87powershiftx2 said:


> feel the same way. living on my street one hears 8 loud harleys, 2- ss 454 chevelles, 6 old hot rod fords , 3 classic C2 corvettes , 1 cobra all with side pipes. all with loud pipes we love noise and love to jam our bands on weekends .


bunch of freakin Outlaws.......when can I come visit?


----------



## RedOctobyr (Mar 2, 2014)

Heh, that's quite a collection of cars! A Cobra? Awesome. 

For the original question, I'd expect that cost is certainly half of the issue (probably more than half). But as was said, the usage situations probably also factor into the generator being quieter. A machine that might run 24 hours a day is going to have more motivation to be quiet (especially when the neighbors may not have their own ability to even make white noise!). Nobody wants to listen to something roaring away at 2AM. While the snowblower will be used for a shorter period of time, and probably during waking hours. 

A few years after we bought our house, an ice storm hit, and we lost power for 3 days. We didn't have a generator, of course, so were sitting in the cold and dark. After a day, our next door neighbor procured a generator, so we got to listen to that (rubbing salt in the wounds  ). The kicker was that it had a bit of a carb problem, so it surged the whole time. It's a bummer trying to sleep in the cold house, listening to a generator facing the bedroom that's going vrrrRRROOMM-vrrrRRROOMM-vrrrRRROOMM-vrrrRRROOMM.....  

Now we have an EU2000i setup, so the lights stay on, and they just sit there and purr. Ahhh, much better. To each their own, but I'll happily take quiet equipment.


----------



## GustoGuy (Nov 19, 2012)

Fat City said:


> To prevent Carb. icing, snow blowers use a heat box to enclose some exhaust heat . A bigger muffler would run cooler,and may require a different heat box . I would like to hear how HF ' Predator ' engine converters handle this .
> 
> 
> My predator iced up, removed air filter, much better . Would like to see a * Winter * version of these engines .


I have a Predator 212cc on my snowblower and it is a lot quieter than the anemic Tecumseh 5hp that was on it. The Predator 212cc has a multi baffle muffler which is modeled after the Honda designed. Much quieter especially if stock with the factory intake. I have a baffle straight pipe on my 50+ mph Rupp Roadster 2 with Mukuni and that is louder along with the bilit rod and flywheel had it up up to 52 mph on a short drive last fall.


----------



## aldfam4 (Dec 25, 2016)

RedOctobyr said:


> Heh, that's quite a collection of cars! A Cobra? Awesome.
> 
> For the original question, I'd expect that cost is certainly half of the issue (probably more than half). But as was said, the usage situations probably also factor into the generator being quieter. A machine that might run 24 hours a day is going to have more motivation to be quiet (especially when the neighbors may not have their own ability to even make white noise!). Nobody wants to listen to something roaring away at 2AM. While the snowblower will be used for a shorter period of time, and probably during waking hours.
> 
> ...


I understand your pain. I have a 10HP Coleman Portable Generator, this thing sounds like it came off a Harley. The few times I have used it I'm sure half the block could hear. I have changed over to a Standby generator and it is much more quiet.

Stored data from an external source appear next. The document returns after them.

PR #368, opened 2017-08-13
Openfire meetings pluginfor Spark 0.4.0

deleolajide:
This PR updates the spark meet plugin. I have done the following:

made meet plugin compatible with openfire ofmeet plugin 0.9.x
made meet plugin compatible with maven build
replaced external electron chromium web browser with built-in jxbrowser
upgraded POM to pull latest 6.14 jxbrowser artifacts
updated the expired evaluation license of jxbrowser. This replacement will expire on 6th of Sept 2017.

What is the plan for a proper OSS license for JxBrowser?

image2


wrooot:
Oh, i think Guus and speedy were working on a replacement for JxBrowser (as it was a complicated matter with the license)..

deleolajide:
Thats @wrooot I gave up on JxBrowser for my [Pade ](https://github.com/igniterealtime/Pade)project because of probably the same complications

wrooot:
Guus can tell more, but i think they had at least some progress in making JCEF to Maven or generating binaries or something along these lines.

deleolajide:
I gave up on JECF as well and used Electron instead. See my [igniterealtime blog](https://community.igniterealtime.org/blogs/ignite/2016/10/30/sparkmeet-spark-plugin-for-openfire-meetings)

speedy01:
> replaced external electron chromium web browser with built-in 

I'm curious why you removed the electron chromium and went back to jxbrowser? With unable to get a straight answer from jxbrowser on the OOS license, its likely we'll continue to look for an alternative.  jcef or something else.  Did you hit some road blocks with electron?

mariushamilton:
If you guys want me to try something let me know. 
I have over 150+ users in my organization

deleolajide:
>Did you hit some road blocks with electron?

Electron is awesome. There is a [desktop version of Jitsi Meet web application](https://github.com/jitsi/jitsi-meet-electron) used in Openfire Meetings built with Electron. It even has desktop remote control working alongside WebRTC screen share.

speedy01:
if electron is the better choice, would it make since to create 3 separate plugins (linux/mac/windows), and bundle the plugin based on os build, or offer the plugin as a separate download?

deleolajide:
There was a vote conducted by @wrooot about this on igniterealtime. If I remember correctly, most people were not in favour of increasing the already inflated size of Spark. 

It makes sense to reuse the embedded browser already included in Spark whatever it may be as long as it supports WebRtc and Jitsi Meet

wrooot:
Here's that poll. Actually, most people didn't care about the size increase and even longer startup https://community.igniterealtime.org/polls/1105

deleolajide:
>Actually, most people didn't care about the size increase
thanks for the correction @wrooot. 

>or offer the plugin as a separate download?
It might be better to move the meet plugin to Openfire Meetings (ofmeet) where we can build the separate platform versions and make them downloadable links. 

I like Electron, but there is still a bit work to install the platform dependent executable binaries in the right places for the JVM to find them. JxBrowser does all that and more and is already working fine with Spark. I vote to keep JxBrowser in short term and then plan for Electron in the long term.

guusdk:
@deleolajide - this is awesome! I've got a lot more to say, but a celebration of your effort on this deserves a comment on its own. :)

guusdk:
I've been talking to various people through different channels on this, but it will be good to centralize that discussion here. Forgive me for still being somewhat in holiday mode. :)

For starters: this is awesome! Having video-conference (back) in Spark is a great feature! @deleolajide 's work also build on what's now in the repository, so we shouldn't argue to much about what the long term solution should be in context of accepting or not accepting this PR (I intend to merge it after writing this). If our long-term plan is to move in any other direction, we should simply take into account migrating everything that depends on it - including Dele's work here.

@wrooot is likely concerned about releasing a version of Spark with JxBrowser included. We have not done that so far (JxBrowser is in Master only, of which to date, no release has been made). I don't think we should do this. As @speedy01 mentioned, the JxBrowser licensing that they've offered us was deemed to vague by various community members - not something to add to Spark as-is. If desired, we can discuss the offered license in detail, but lets do that outside of this PR (you know where to find me).

@deleolajide described an in-between solution in a one-on-one I had with him earlier this week: perhaps we could ship Spark with JxBrowser, but without a license at all - requiring end-users to obtain a license of their own before being able to make use of the functionality. We'd have to check if that's OK, from a licensing perspective (we'd still be distributing their binaries). This might be a good stopgap solution.

My preference for a long term goal would be to bring JCEF up to spec with JxBrowser, if we can't get a proper license for JxBrowser. Work on that [has started](http://magpcss.org/ceforum/viewtopic.php?f=17&t=15307&sid=7fc0c8ba872b85487b4d810bdf2d4667), but needs additional love. I will, however, note that I prefer JCEF to Electron simply because I'm familiar with JCEF - which is a weak argument.

deleolajide:
>Perhaps we should generate a different license?

I think we should remove it now and inform users to obtain and install their own license.jar file as you advised above unless you have a license with long life.

speedy01:
so..here is my 2 cents...for what its worth.  echoing what I said in open_chat

According to 18 USCS § 31, term "used for commercial purposes" means the carriage of persons or property for any fare, fee, rate, charge or other consideration, or directly or indirectly in connection with any business, or other undertaking intended for profit. 

IRT would be issued the license, and as long as IRT is not profiting from jxbrowser, than we should be ''ok". 

Since TeamDev doesn't have an OpenSource license, it looks like they would issue a free Commercial License.  Hopefully this would be issue to as a Project or Company license.  If project or company, than we should be covered https://www.teamdev.com/jxbrowser/licence-agreement#DevelopmentandRuntimeLicenceGrant on developers.  However, "...by any number of developers, employees or contractors under your control" verbiage bothers me. Mainly the "...under your control." 

The licensing is vague at best, which is scary and doesn't seem to opensource friendly.    I'm very grateful to @deleolajide for his work, and would love to see it sooner vs later. However,  I think jxbrowser should be used as a last resort. 

If we ask users to obtain their own license, I'm afraid no one will since it would creat additional complexity that many people may not be well equipped for.

wrooot:
As Guus suggested, adding a comment here. I have filed https://issues.igniterealtime.org/browse/SPARK-1987 with concerns about the installer being inflated because of binaries for all platforms included in a platform specific installer. In the past we (speedy and I) have worked to get rid of linux specific libraries in a Windows installer (and vice versa). So, this is a bit of a regression now.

A few people here commented that the Honda mufflers are very quiet. Could they be retrofitted onto a Ariens snowblower?


----------



## Snowbelt_subie (Dec 20, 2016)

GustoGuy said:


> I have a Predator 212cc on my snowblower and it is a lot quieter than the anemic Tecumseh 5hp that was on it. The Predator 212cc has a multi baffle muffler which is modeled after the Honda designed. Much quieter especially if stock with the factory intake. I have a baffle straight pipe on my 50+ mph Rupp Roadster 2 with Mukuni and that is louder along with the bilit rod and flywheel had it up up to 52 mph on a short drive last fall.


I agree out of all the equipment I've had come through. I think the honda small engine is the quietest.

Sent from my SM-G950U using Tapatalk


----------



## Shovel (Mar 26, 2019)

In my opinion they don't want them quiet as to hide all the other noises the machines make while in operation.. Many would be trying to get repairs that were not needed

Sent from my LM-Q710.FG using Tapatalk


----------



## Tony-stewart (Apr 6, 2021)

Tony P. said:


> I don't believe modifications would work unless the muffler is damaged and can be repaired. It's possible to replace your existing muffler with a quitter one. However, mufflers create resistance (called back pressure) and adding resistance can have an adverse impact on your snow blower.


The back pressure was only true on 2 cycle motors with a resonant length to match the half wave
Length of air pressure at max RPM which is why at half speed the muffler added a load


----------



## Elfiero (Apr 9, 2019)

If people riding Harleys truly wanted to be noticed by all, they would point their loud exhaust forward, not backward. of course, then you would also be noticed by law enforcement. this is coming from a 35 year Motorcycle rider, who was run off the road twice by distracted drivers. Loud pipes would not have helped in either case. I always try and make everything I own as quiet as possible- that way, I can get away with whatever I please.


----------



## Kiss4aFrog (Nov 3, 2013)

Welcome to SBF Tony










.


----------